List the lines of this listing that hold the word "data".

• _Entries shown_:
•••

PR #2672, opened 2022-10-08
Modernising dlib's CMakeLists.txt

pfeatherstone:
Started again as I seriously messed up the merge in https://github.com/davisking/dlib/pull/2636


pfeatherstone:
don't understand why tools/python/test/test_global_optimization.py is aborting...

pfeatherstone:
In test_global_optimization.py, it always fails on the 2nd test that's supposed to throw, regardless of the order or which you comment out. So maybe some global cleanup is messed up somehow? Don't know how this is possible. Maybe i'm building pybind differently now.

pfeatherstone:
Absolutely not the faintest idea how to fix this...

pfeatherstone:
Hmm, is this a bug with gcc-11 ? Is [this](https://stackoverflow.com/questions/67584073/gcc-11-false-array-subscript-is-partly-outside-array-bounds-warning) a similar issue with gcc-11 ?

PR #2679, opened 2022-10-31
Fix empirical cross-correlation computation in the SSL example

arrufat:
I was using the normalized features za as both matrices, instead of za and zb. I noticed this because the empirical cross-correlation matrix was symmetrical, which is not supposed to.  It does not affect anything, as it was computed properly in the loss.


davisking:
Thanks for the PR :)

PR #2681, opened 2022-11-01
Update Pybind11 to v2.10.1

arrufat:
Just checking if this fixes the Python build on macOS.


arrufat:
Ok, so the error is unrelated to Python 11. I don't know what's going on. I will try another time.

arrufat:
Since it's not Pybind11 related, maybe we can close this one?

davisking:
Yeah, not sure what the deal is.  Doesn't seem to be pybind11 related.

PR #2684, opened 2022-11-09
Improve the data augmentation in the SSL example

arrufat:
I was using the data augmentation recommended for the ImageNet dataset, which is not well suited for CIFAR-10.
After doing so, the test accuracy increased by 1 point.


davisking:
Nice :D

PR #2692, opened 2022-11-28
Fix GitHub actions on Windows because of CMake 3.25.0

arrufat:
I found this on Reddit: https://www.reddit.com/r/cpp/comments/z618kl/psa_cmake_325_might_break_your_github_actions/

_The Meson devs, in their infinite wisdom, decided that it was a good idea to ignore 30 years old platform conventions and produce static libraries with a filename that implies GNU ABI on Windows, even when targeting MSVC ABI._

_CMake, in an attempt to accomodate, added this name pattern to its normal MSVC ABI search patterns in 3.25: https://gitlab.kitware.com/cmake/cmake/-/issues/23975
Since GitHub Actions runners are very frequently updating tools, this update quickly made it into the virtual envs._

•••

• _Worked solution_:
Improve the data augmentation in the SSL example
I was using the data augmentation recommended for the ImageNet dataset, which is not well suited for CIFAR-10.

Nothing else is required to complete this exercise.